Azure runs OCR on every page regardless of source. Native pages and scanned pages come back through the same result.pages[i].lines path with the same shape. The parsing_method column on line_df lets downstream code tell which engine produced which rows. The parsing_summary dict has a n_pages field that matches the document’s actual page count, not just the pages with native text. Azure 无论来源如何,都会对每一页运行 OCR。原生页面和扫描页面通过相同的 result.pages[i].lines 路径返回,且格式一致。line_df 中的 parsing_method 列允许下游代码区分哪些行是由哪个引擎生成的。parsing_summary 字典中的 n_pages 字段与文档的实际页数匹配,而不仅仅是包含原生文本的页数。

1.4. Captions and headings: fitz uses regex, Azure has explicit roles. 1.4. 标题与表头:Fitz 使用正则表达式,Azure 拥有明确的角色定义。
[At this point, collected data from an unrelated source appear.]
PR #128, opened 2021-06-17
New track calo skimmer module for ICARUS calibration stuff.

gputnam:
New module. Orthogonal to existing stuff. Depends on https://github.com/SBNSoftware/sbnobj/pull/17.


sbncode/Calibration/TrackCaloSkimmerSelectStoppingTrack_tool.cc
```diff
@@ -0,0 +1,183 @@
...
+    (t.hit_max_time_p2_tpcE < 0. || t.hit_max_time_p2_tpcE < fFidTickMax) &&
+    (t.hit_min_time_p2_tpcW < 0. || t.hit_min_time_p2_tpcW > fFidTickMin) &&
+    (t.hit_max_time_p2_tpcW < 0. || t.hit_max_time_p2_tpcW < fFidTickMax);
+
+  std::cout << "Track times: " << t.hit_min_time_p2_tpcE << " " << t.hit_max_time_p2_tpcE << " " << t.hit_min_time_p2_tpcW << " " << t.hit_max_time_p2_tpcW << " is FID: " << time_is_fid << std::endl;
+
+  // compute the median dqdx of the last 5 cm
+  std::vector<double> endp_dqdx;
+  for (const sbn::HitInfo &h: t.hits2) {
+    if (h.oncalo && h.rr < 5.) endp_dqdx.push_back(h.dqdx);
```
wesketchum, line 146: Suggestion: make configurable?

sbncode/Calibration/TrackCaloSkimmerSelectStoppingTrack_tool.cc
```diff
@@ -0,0 +1,183 @@
...
+  for (const geo::BoxBoundedGeo &g: fFiducialVolumes) {
+    geo::Point_t end {t.end_x, t.end_y, t.end_z};
+
+    if (g.ContainsPosition(end)) {
+      end_is_fid = true;
+      break;
+    }
+  }
+
+  std::cout << "Track end: " << t.end_x << " " << t.end_y << " " << t.end_z << " is FID: " << end_is_fid << std::endl;
```
wesketchum, line 132: Wrap in a verbosity option.

sbncode/Calibration/TrackCaloSkimmerSelectStoppingTrack_tool.cc
```diff
@@ -0,0 +1,183 @@
...
+
+  // Collection plane times need to be fiducial
+  bool time_is_fid = \
+    (t.hit_min_time_p2_tpcE < 0. || t.hit_min_time_p2_tpcE > fFidTickMin) &&
+    (t.hit_max_time_p2_tpcE < 0. || t.hit_max_time_p2_tpcE < fFidTickMax) &&
+    (t.hit_min_time_p2_tpcW < 0. || t.hit_min_time_p2_tpcW > fFidTickMin) &&
+    (t.hit_max_time_p2_tpcW < 0. || t.hit_max_time_p2_tpcW < fFidTickMax);
+
+  std::cout << "Track times: " << t.hit_min_time_p2_tpcE << " " << t.hit_max_time_p2_tpcE << " " << t.hit_min_time_p2_tpcW << " " << t.hit_max_time_p2_tpcW << " is FID: " << time_is_fid << std::endl;
```
wesketchum, line 141: Wrap in a verbosity option.

sbncode/Calibration/TrackCaloSkimmerSelectStoppingTrack_tool.cc
```diff
@@ -0,0 +1,183 @@
...
+    if (endp_dqdx.size() % 2 == 0) {
+      unsigned other_middle = middle - 1;
+      std::nth_element(endp_dqdx.begin(), endp_dqdx.begin() + other_middle, endp_dqdx.end());
+      med_dqdx = (med_dqdx + endp_dqdx[other_middle]) / 2.;
+    }
+  }
+
+  bool valid_med_dqdx = ((med_dqdx > 0.) && (med_dqdx > fEndMediandQdxCut)) || (fEndMediandQdxCut < 0.);
+
+  std::cout << "Track MED dqdx: " << med_dqdx << " is valid: " << valid_med_dqdx << std::endl;
```
wesketchum, line 164: Wrap in a verbosity option.

sbncode/Calibration/TrackCaloSkimmerSelectStoppingTrack_tool.cc
```diff
@@ -0,0 +1,183 @@
...
+  bool valid_stopping_fit = t.n_fit_point > 2 || !fRequireFit;
+
+  // Make a cut on the stopping fits
+  bool valid_stopping_expR = (t.exp_fit_R < fExpFitRCut) || (fExpFitRCut < 0.) || !fRequireFit;
+
+  double reduced_residual_offset = (t.const_fit_residuals - t.exp_fit_residuals) / t.n_fit_point;
+
+  bool valid_stopping_residuals = (reduced_residual_offset < fFitResidualsCut) || (fFitResidualsCut < 0.) || !fRequireFit;
+
+  std::cout << "Fit is valid: " << valid_stopping_fit << " " << valid_stopping_expR << " " << valid_stopping_residuals << std::endl;
```
wesketchum, line 176: Wrap in a verbosity option.

sbncode/Calibration/TrackCaloSkimmer_module.cc
```diff
@@ -0,0 +1,460 @@
...
+// Generated at Mon May 17 09:46:34 2021 by Gray Putnam using cetskelgen
+// from cetlib version v3_11_01.
+////////////////////////////////////////////////////////////////////////
+
+#include "TrackCaloSkimmer.h"
+
+#include "art/Utilities/make_tool.h"
+
+// Global functions / data for fitting
+const size_t MAX_N_FIT_DATA = 30;
```
wesketchum, line 15: Make configurable?

sbncode/Calibration/TrackCaloSkimmer_module.cc
```diff
@@ -0,0 +1,460 @@
...
+
+static int N_FIT_DATA = -1;
+static double FIT_RR[MAX_N_FIT_DATA];
```
wesketchum, line 18: Use a std::vector? Does this need to be static I guess?

sbncode/Calibration/TrackCaloSkimmer_module.cc
```diff
@@ -0,0 +1,460 @@
...
+
+  std::vector<art::Ptr<recob::PFParticle>> PFParticleList;
+  try {
+    art::ValidHandle<std::vector<recob::PFParticle>> pfparticles = e.getValidHandle<std::vector<recob::PFParticle>>(fPFPproducer);
+    art::fill_ptr_vector(PFParticleList, pfparticles);
+  }
+  catch(...) {
+      std::cout << "PFP's with tag: " << fPFPproducer << " not present.\n";
+      // Real data may have missing products -- just ignore the event
+      if (e.isRealData()) return;
```
wesketchum, line 111: Do we really want this to fail silently if there is no data? I think we probably do want it to crash in that case...right?

sbncode/Calibration/TrackCaloSkimmer_module.cc
```diff
@@ -0,0 +1,460 @@
...
+    const std::vector<const recob::TrackHitMeta*> &trkHitMetas = fmtrkHits.isValid() ? fmtrkHits.data(trkPtr.key()) : emptyTHMVector;
+
+    float t0 = std::numeric_limits<float>::signaling_NaN();
+    if (fmT0.isValid() && fmT0.at(p_pfp.key()).size()) t0 = fmT0.at(p_pfp.key()).at(0)->Time();
+
+    if (fRequireT0 && fmT0.at(p_pfp.key()).size() == 0) {
+      continue;
+    }
+
+    std::cout << "Processing new track! ID: " << trkPtr->ID() << " time: " << t0 << std::endl;
```
wesketchum, line 191: Wrap in verbosity option.

sbncode/Calibration/TrackCaloSkimmer_module.cc
```diff
@@ -0,0 +1,460 @@
...
+    FillTrack(*trkPtr, pfp, t0, trkHits, trkHitMetas, calo, rawdigits, track_infos);
+  }
+}
+
+// helpers
+float HitMinTime(const std::vector<sbn::HitInfo> &hits, bool TPCE) {
+  double min = -1;
+
+  for (const sbn::HitInfo &h: hits) {
+    bool hit_is_TPCE = h.tpc <= 1;
```
wesketchum, line 202: <=1 ? So, either 0 or 1? Is that right?

sbncode/Calibration/TrackCaloSkimmer_module.cc
```diff
@@ -0,0 +1,460 @@
...
+    if (h.oncalo && hit_is_TPCE == TPCE) {
+      if (min < 0. || h.time < min) min = h.time;
+    } 
+  }
+
+  return min;
```
wesketchum, line 208: This always returns -1 if hit_is_TPCE is false. Is that the desired behavior?

sbncode/Calibration/TrackCaloSkimmer_module.cc
```diff
@@ -0,0 +1,460 @@
...
+  double max = -1;
+
+  for (const sbn::HitInfo &h: hits) {
+    bool hit_is_TPCE = h.tpc <= 1;
+    if (h.oncalo && hit_is_TPCE == TPCE) {
+      if (max < 0. || h.time > max) max = h.time;
+    } 
+  }
+
+  return max;
```
wesketchum, line 221: See comments on HitMinTime too.

sbncode/Calibration/TrackCaloSkimmer_module.cc
```diff
@@ -0,0 +1,460 @@
...
+    if ((track.End() - othr.start).r() < 50. || (track.End() - othr.end).r() < 50.) {
+      fTrack->tracks_near_end_dist.push_back(std::min((track.End() - othr.start).r(), (track.End() - othr.end).r())); 
+      fTrack->tracks_near_end_costh.push_back(
+        (track.End() - othr.start).r() < (track.End() - othr.end).r() ? 
+          track.EndDirection().Dot(othr.dir) : track.EndDirection().Dot(othr.enddir)); 
+    }
+  }
+
+  // Save?
+  bool select = false;
```
wesketchum, line 298: could alternatively default to true, and only not select if all of the selection tools return false.

sbncode/Calibration/TrackCaloSkimmer_module.cc
```diff
@@ -0,0 +1,460 @@
...
+  // Save!
+  if (select) {
+    std::cout << "Track Selected!\n";
+    fTree->Fill();
+  }
+}
+
+void sbn::TrackCaloSkimmer::DoTailFit() {
+  // Try fitting the constant and exponentials to the tail of dQ/dx v. RR on the collection plane
+  std::vector<double> fit_rr;
```
wesketchum, line 321: not sure how big these are, but it may be better to reserve for the total number of hits, so that the push_backs are a bit faster.

sbncode/Calibration/TrackCaloSkimmer_module.cc
```diff
@@ -0,0 +1,460 @@
...
+      fit_dqdx.push_back(h.dqdx);
+    }
+  }
+
+  // Copy the fit data to the global array
+  for (unsigned i = 0; i < fit_rr.size() && i < MAX_N_FIT_DATA; i++) {
+    FIT_RR[i] = fit_rr[i];
+    FIT_DQDX[i] = fit_dqdx[i];
+
+    std::cout << "FIT: " << FIT_RR[i] << " " << FIT_DQDX[i] << std::endl;
```
wesketchum, line 336: Wrap in verbosity option.

sbncode/Calibration/TrackCaloSkimmer_module.cc
```diff
@@ -0,0 +1,460 @@
...
+
+    double C = fFitConst.GetParameter(0);
+
+    double cresiduals = -1;
+    ConstResiduals(nparam, NULL, cresiduals, &C, 0);
+
+    fTrack->const_fit_C = C;    
+    fTrack->const_fit_residuals = cresiduals;
+
+    std::cout << "EXP FIT. A: " << A << " R: " << R << " resid: " << residuals << std::endl;
```
wesketchum, line 373: Wrap in verbosity option.

wesketchum (changes requested):
Larger suggestions:
* not clear if the tool is very ICARUS focused or not, but if it is could name it "ICARUS" somehow to not worry as much about use in SBND.
* I'm a little worried that the HitInfo object use may just bloat memory. Do you have any memory usage stats for this module from the memory tracker?
* Has this been checked on ICARUS data, with both west and east cryostats? If not, strongly suggest that is done before this is merged in.

sbncode/Calibration/TrackCaloSkimmer_module.cc
gputnam: For the way ICARUS data has been processed, there are art::Events that have missing data products (if the reconstruction doesn't get run). So this is required functionality for processing such files.

sbncode/Calibration/TrackCaloSkimmer_module.cc
gputnam: Yeah. I'd be happy to switch this out for a call to the Geometry service if such a functionality exists.

sbncode/Calibration/TrackCaloSkimmerSelectStoppingTrack_tool.cc
gputnam: Fixed.

sbncode/Calibration/TrackCaloSkimmerSelectStoppingTrack_tool.cc
gputnam: Fixed.

sbncode/Calibration/TrackCaloSkimmerSelectStoppingTrack_tool.cc
gputnam: Fixed.

sbncode/Calibration/TrackCaloSkimmerSelectStoppingTrack_tool.cc
gputnam: Fixed.

sbncode/Calibration/TrackCaloSkimmerSelectStoppingTrack_tool.cc
gputnam: Fixed.

sbncode/Calibration/TrackCaloSkimmer_module.cc
gputnam: I don't think I need to -- one shouldn't be fitting more than the last ~5cm of the track and so there's no case where you would need more than 30 points. Plus it's easier to make static with a fixed size.

sbncode/Calibration/TrackCaloSkimmer_module.cc
gputnam: When I looked around online this was the suggested way to work with TFitter. I could switch this out for a singleton class in principle, but the fit being performed is simple enough that this works for me.

sbncode/Calibration/TrackCaloSkimmer_module.cc
gputnam: Fixed.

sbncode/Calibration/TrackCaloSkimmer_module.cc
gputnam: Yeah -- the times are non-negative, so -1 is a sensible value to signify no such time exists.

sbncode/Calibration/TrackCaloSkimmer_module.cc
gputnam: same reply here

sbncode/Calibration/TrackCaloSkimmer_module.cc
gputnam: That's what the code currently does?

sbncode/Calibration/TrackCaloSkimmer_module.cc
gputnam: It shouldn't be more than 10-15 points.

sbncode/Calibration/TrackCaloSkimmer_module.cc
gputnam: Fixed.

sbncode/Calibration/TrackCaloSkimmer_module.cc
gputnam: Fixed.

gputnam:
> Larger suggestions:
> 
>     * not clear if the tool is very ICARUS focused or not, but if it is could name it "ICARUS" somehow to not worry as much about use in SBND.
> 
>     * I'm a little worried that the HitInfo object use may just bloat memory. Do you have any memory usage stats for this module from the memory tracker?
> 
>     * Has this been checked on ICARUS data, with both west and east cryostats? If not, strongly suggest that is done before this is merged in.

I've addressed the first round of comments! On these points -- I thought we wanted it usable in SBND? In any case, I've added a comment to specify its origin in ICARUS. 

The memory footprint of this module is not significant compared to the stage0/stage1 processing. Just did a test which returned <2GB of memory. 

And yes, it has been run in both cryostats on a large number of ICARUS data events.

sbncode/Calibration/TrackCaloSkimmer_module.cc
gputnam: On second glance -- I think I misunderstood the comment.

> This always returns -1 if hit_is_TPCE is false. 

This is not correct. If hit_is_TPCE is false, it only accounts for hits in the "West" TPC

sbncode/Calibration/TrackCaloSkimmer_module.cc
wesketchum: OK, I think this needs some followup with @SFBayLaser  and ICARUS team on cases where reco doesn't get run/missing data products. I've made little conditions/things like this in the past and it's always come back to bite me, as it inevitably hides problems.

If there's a valid reason that we won't have these objects on some events, ok. But reco failing probably means the whole job should fail and we should never get to this point.

sbncode/Calibration/TrackCaloSkimmer_module.cc
wesketchum: OK. Given it may be doing this frequently, I'd suggest that maybe this be part of the class and just cleared after use ... to avoid allocations in loops and the like. But, if performance is good and it's not worth it, it's fine.

sbncode/Calibration/TrackCaloSkimmer_module.cc
wesketchum: Yeah, but it took me a bit to convince myself of that. Modifying the code may make that more clear.

sbncode/Calibration/TrackCaloSkimmer_module.cc
wesketchum: OK ,I guess I just don't understand what this function is supposed to be doing then? Can you just briefly walk through that.

sbncode/Calibration/TrackCaloSkimmer_module.cc
wesketchum: OK, a little worried that the residual range fit is not configurable ... so I'd recommend at the very least making sure to throw an error if this 30 number is not enough? You may already have that in place, so sorry if you do and I missed it.

sbncode/Calibration/TrackCaloSkimmer_module.cc
wesketchum: OK, no strong preference from me here then.

wesketchum:
Thanks Gray! Resolved most, added a few comments. On the bigger ones, that all sounds good, just wanted to be sure.

sbncode/Calibration/TrackCaloSkimmer_module.cc
gputnam: This function returns the minimum hit time of all the hits on a track in one of the geographic TPC's -- either East or West.

sbncode/Calibration/TrackCaloSkimmer_module.cc
gputnam: It's just De Morgan (https://en.wikipedia.org/wiki/De_Morgan%27s_laws). Also -- one thing I want to do in the piece of code is to save which tool selected the track (so as to tell a cathode crosser from a stopping track, for example). That is most easily done this way.

sbncode/Calibration/TrackCaloSkimmer_module.cc
gputnam: I don't believe it means the reco is failing. From what I can tell, there is an optical filter that runs and the reconstruction only gets run if the optical filter passes. If the filter fails, then the raw data is still there but the reconstruction does not get run.

sbncode/Calibration/TrackCaloSkimmer_module.cc
gputnam: I think the performance overhead of this step is minimal.

sbncode/Calibration/TrackCaloSkimmer_module.cc
cjbackhouse: art filters are a total unintuitive pain. Way out of scope here, but I kind of think the reco should be putting an explicit "failed optical filter" flag in the event, and the downstream recos should be seeing that and, say, putting an empty list of tracks. Then downstream can distinguish between mysteriously missing products and the actual expected program flow.

wesketchum: Not sure I agree @cjbackhouse , but that's a good and different conversation.

@gputnam if that's the case, then the FCL should be configured such that the analysis module only runs on events that pass that filter, using the `SelectEvents: ["name_of_trigger_path"]` in the analysis module configuration (like we do for output streams). I would still remove this more silent failure here.

sbncode/Calibration/TrackCaloSkimmer_module.cc
wesketchum: OK, I got it. Just some documentation suggestions then: add a comment that 0 or 1 is 'TPC E' in ICARUS (note, may not be true for SBND...?) and that the function is using the bool TPCE input to say whether you want the east (true) or west (false) TPCs.

I'd actually strongly consider a 'HitMinTimeTPCEast' and 'HitMinTimeTPCWest' function that can call this one underneath just to avoid confusion, as it's really not intuitive.

sbncode/Calibration/TrackCaloSkimmer_module.cc
wesketchum: (see below comment on adding a comment to help document)

sbncode/Calibration/TrackCaloSkimmer_module.cc
wesketchum: OK, that's fine. Note if the goal is to know which tool passed, you stop as soon as the first tool passes, so ... you may want to consider a different way to do that.

sbncode/Calibration/TrackCaloSkimmer_module.cc
gputnam: Isn't that only possible to do if the analysis job is in the same larsoft job as the filtering? What if I run on the output of stage0/stage1 processing with the analysis module?

sbncode/Calibration/TrackCaloSkimmer_module.cc
gputnam: Added comments to document this behavior.

wesketchum (approved):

Fitz detects figure / table captions by regex on the start of each line (^Figure \d+\b, ^Table \d+\b). It works when captions look like “Figure 2” and misses the rest (“Fig. 2”, multi-line wraps). It also has false positives: a body-text sentence that starts with “Figure 2” gets picked up as a caption when it is a mention. Fitz 通过每行开头的正则表达式(如 ^Figure \d+\b^Table \d+\b)来检测图表标题。当标题格式为“Figure 2”时有效,但会漏掉其他格式(如“Fig. 2”或多行换行)。它还会产生误报:正文中以“Figure 2”开头的句子会被错误地识别为标题。

Azure’s paragraphs field has role labels: each paragraph in the result carries a tag like “figureCaption”, “tableCaption”, “title”, or “sectionHeading” that tells us what kind of block it is, without any regex. “figureCaption” and “tableCaption” populate object_registry directly. Azure 的段落字段包含角色标签:结果中的每个段落都带有如 “figureCaption”、“tableCaption”、“title” 或 “sectionHeading” 等标签,无需任何正则表达式即可明确块的类型。“figureCaption” 和 “tableCaption” 会直接填充到 object_registry 中。